(582d) Enabling Multi-Enzyme Biocatalysis Using Coaxial Electrospun Hollow Nanofibers: Design and Applications

Ji, X., Institute of Process Engineering, Chinese Academy of Sciences
Wang, P., University of Minnesota
Su, Z., Institute of Process Engineering, Chinese Academy of Sciences

Highly efficient immobilization of multi-enzyme systems involving cofactor regeneration represents one of the greatest challenges in bioprocessing. Multi-enzyme systems that have been reported so far are almost exclusively in discrete spherical capsule formations with single or multicompartments, with a few of examples using porous supports or nanoparticles, which have limitations in some significant applications owing to high diffusional resistance, poor enzyme stability, and usually complicated preparation process. To breakthrough these limitations, the present work proposed a novel hollow nanofiber supported multi-enzyme system through co-axial electrospinning technology. By choosing bio-friendly solution with dissolved multienzymes as core solution and immiscible solvent with dissolved polymer as shell solution of co-axial electrospinning, an in-situ encapsulation of multi-enzyme inside the nano chamber of hollow nanofibers were realized. Compared to the existing multi-enzyme system in the form of particulates, novel hollow nanofiber supported multi-enzyme system is expected to offer several unique advantages: i.e., the woven-membrane formation of electrospun nanofibers enables an easily recycling and operation, facilitating molecular interactions between enzymes and possibly shared cofactor, as well as enhancing stability due to confining multi-enzyme system inside the nano-scale compartments.
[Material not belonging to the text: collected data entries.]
PR #4852, opened 2026-01-08
Schedule Nightly builds for main, 3.8, and 3.7 branches

pepone:
This PR adds support for scheduling nightly builds for main, 3.8, and 3.7 branches. The GitHub schedule events are only dispatched to the default branch, we then dispatch a nightly build on the branch we want to build the nightlies.

### DIFF
--- a/.github/workflows/dispatch-nightly-release.yml
+++ b/.github/workflows/dispatch-nightly-release.yml
@@ -17,6 +17,9 @@ jobs:
     if: github.repository == 'zeroc-ice/ice'
     runs-on: ubuntu-24.04
     steps:
+      - name: Check out repository
+        uses: actions/checkout@v4
+
       - name: Dispatch nightly build for main (2:00 UTC)
         if: github.event.schedule == '0 2 * * *'
         uses: ./.github/actions/dispatch-workflow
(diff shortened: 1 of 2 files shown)


.github/workflows/dispatch-nightly-release.yml
```diff
@@ -0,0 +1,42 @@
+name: Dispatch Nightly Release
+
+on:
+  # Central scheduler (runs from the default branch)
+  schedule:
```
externl, line 5: Schedules only work on the main branch?

pepone: Yes, they only work on the default branch.

See https://docs.github.com/en/actions/reference/workflows-and-actions/events-that-trigger-workflows#schedule

externl: > In a public repository, scheduled workflows are automatically disabled when no repository activity has occurred in 60 days. For information on re-enabling a disabled workflow, see [Disabling and enabling a workflow](https://docs.github.com/en/enterprise-server/actions/using-workflows/disabling-and-enabling-a-workflow#enabling-a-workflow).

This is interesting.

PR #284, opened 2017-04-29
Prevent .sum from returning nil on empty arrays

BatedUrGonnaDie:


app/models/concerns/completed_run.rb
```diff
@@ -67,7 +67,7 @@ def total_playtime
       time = 0
       return time unless program == "livesplit"
       segments_with_history.each do |segment|
-        time += segment.history.sum { |h| h[:duration_seconds].nil? ? 0 : h[:duration_seconds] }
+        time += segment.history.sum { |h| h[:duration_seconds].blank? ? 0 : h[:duration_seconds] } || 0
```
glacials: Fix seems logical, but this line is getting to be a mouthful. Can we make this more readable somehow?

BatedUrGonnaDie: Can do, let me know if this next change is more readable.

PR #286, opened 2017-05-01
Return nil instead of raising error

BatedUrGonnaDie:
Runs will redirect to cant_parse_path instead of 500'ing


glacials:
Thanks for catching this!

PR #288, opened 2017-05-03
Update migrations to remove depreciation warning

BatedUrGonnaDie:
Adds target rails version identifiers to migrations.


glacials:
Interesting, never seen this syntax before. Can you point me to docs for this?

BatedUrGonnaDie:
The best explanation I can find is this blog post on it: http://blog.bigbinary.com/2016/03/01/migrations-are-versioned-in-rails-5.html .  If you look into the past builds on travis though you can see the depreciation warnings for each migration that doesn't have the version identifier.

BatedUrGonnaDie:
All new migrations generated will have a [5.0] added to the end.

glacials:
Cool, that's good enough for me. Thanks for caring about all this stuff, it's super nice getting these deprecation warnings killed!

PR #289, opened 2017-05-16
Don't show segment history download if attempts are 0

BatedUrGonnaDie:


glacials:
merge at your convenience 👍

PR #294, opened 2017-07-07
Become an OAuth provider

### LINKED ISSUE #227: Become an OAuth provider
#### Problem

The current [claim token system](https://github.com/glacials/splits-io/blob/master/docs/api.md#post-runs) is not dependable. For a third party program to upload a run on behalf of a user, it needs to send the user there in a web browser after uploading. If it does not, the run is unowned.

This is wonky because it depends
1. on the program correctly sending the user there,
2. on the web browser correctly opening,
3. on Splits I/O correctly loading the page,
4. on the user being logged in to Splits I/O already.

Even if there are no issues with these things, it's still awkward that the user is required to open the page, which they may not want (e.g. when uploading splits en masse). This also makes it impossible to upload splits for a user in a headless process, like a background job on an SRDC server.
#### Solution

"Upload a run" and "claim a run" should be one atomic action, not two actions that can fail independently.

We should probably become an OAuth provider so that users can authorize applications to upload splits (or optionally do other things) on their behalf. Potential gem to allow this is [doorkeeper-gem/doorkeeper](https://github.com/doorkeeper-gem/doorkeeper).

glacials:
Become an OAuth provider, letting other programs (like timers) request specific permissions from users (like uploading runs to their account) then receive a token they can use to do just that.

Very high level overview:

- Lets users create and delete applications from their settings page
- Lets users authorize and deauthorize applications to view who they are on Splits I/O (no scope) and upload runs to their account (`upload_runs` scope) by going through an OAuth flow
- Lets API requests to the v3 and v4 run upload endpoints be authenticated with an OAuth token, which will cause the created run to be owned by the user who granted that token

Closes #227.

screenshot 2017-07-07 02 39 30screenshot 2017-07-07 02 41 25screenshot 2017-07-07 02 44 38

### DIFF
--- a/docs/api.md
+++ b/docs/api.md
@@ -368,9 +368,9 @@ on their behalf. If they accept, you will receive an OAuth token which you can i
 order to create the run as that user.
 
 The following instructions go into naive-case details about implementing this OAuth support in your application. If you
-want to learn more about OAuth or need general OAuth troubleshooting help, you can research OAuth2 online. Especially if
-your application is a website, it's likely that the language you're using has well-established libraries that handle
-much of the below OAuth flow for you.
+want to learn more about OAuth or need general OAuth troubleshooting help, you can [research OAuth2
+online][oauth2-simplified]. Especially if your application is a website, it's likely that the language you're using has
+well-established libraries that handle much of the below OAuth flow for you.
 
 In all cases, you'll need to first go to your Splits I/O account's [settings page][1] and create an application, then
 refer to the relevant section below.
@@ -379,6 +379,8 @@ refer to the relevant section below.
 ```http
 GET https://splits.io/oauth/token/info?access_token=YOUR_TOKEN
 ```
+
+[oauth2-simplified]: https://aaronparecki.com/oauth-2-simplified/
 
 #### Example 1: My application is a local program that runs on the user's computer
 If your application runs locally as a program on a user's computer, you should use OAuth's **authorization code grant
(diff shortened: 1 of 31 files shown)


docs/api.md
```diff
@@ -1,6 +1,18 @@
 # splits i/o API
 These docs are for the v3 API.
 
+## Jump to section
+
+### [Game Endpoints][game-endpoints]
```
BatedUrGonnaDie: The anchors here seem to be pointing at themselves for me.

docs/api.md
```diff
@@ -334,3 +346,212 @@ curl -iX POST --form file=@/path/to/splits_file.lss https://splits.io/api/v3/run
...
+      "expires_in": 7200,
+      "refresh_token": "0e23b095e0d0104ff0642cde71b61d236f3b3865734a0e734714ecd45b25106c",
+      "scope": "upload_run",
+      "created_at": 1499314941
+    }
+    ```
+    Success! `access_token` is your OAuth token for the user. Use it in your API requests to act on behalf of the user
+    by including this header in your requests:
+    ```http
+    Bearer: OAuth YOUR_ACCESS_TOKEN
```
BatedUrGonnaDie: In the api v3 and v4 code it checks for the "Authorization" header, should this be "Authorization" as well or does it check bearer automatically?

BatedUrGonnaDie:
Other than the questions about the docs, looks good to me with the 2 new commits :+1:

docs/api.md
glacials: Oops, yeah this is a typo, should be `Authorization: Bearer <token>`, not `Bearer: OAuth <token>`. Nice catch

glacials:
Found one bug where users can't revoke authorizations, will fix later today then merge this.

To demonstrate the feasibility and advantages of the hollow nanofiber supported artificial cells, two multi-enzymatic systems were investigated. The first one is for bile acid assay, which includes 3α-hydroxysteroid dehydrogenase (3α-HSD), diaphorase (DP) and NAD(H), all of which were encapsulated in-situ inside chamber of hollow nanofiber via co-axial electrospinning. The activity recovery of immobilized 3-α-HSD and diaphorase reached 76% and 82%, respectively. When this nanofiber-supported multi-enzyme system was used for bile acid assay, a good linearity was obtained by varying bile acid concentrations within 0-200 μM, and this linear range was slightly broader than that obtained by using free multi-enzyme system (0-150μM). Investigation on storage stability of the multi-enzyme system showed that its half-life at 4oC and 25oC reached 160 days and 80 days, respectively. The second example is the fabrication of “ready-to-use” glucose test strip with glucose oxidase and horseradish peroxidase encapsulated inside the chamber and chromogenic agents embedded simultaneously in the shell of hollow nanofibers by co-axial electrospinning. The testing strip could be used either as colorimetric sensors in solution or as optical biosensor that can be operated in the “dip-and-read” mode. Both application modes yield a high sensitivity and broad testing range. The nano-confining effect of hollow nanofiber also provided the immobilized multi-enzyme system unique stability mechanism.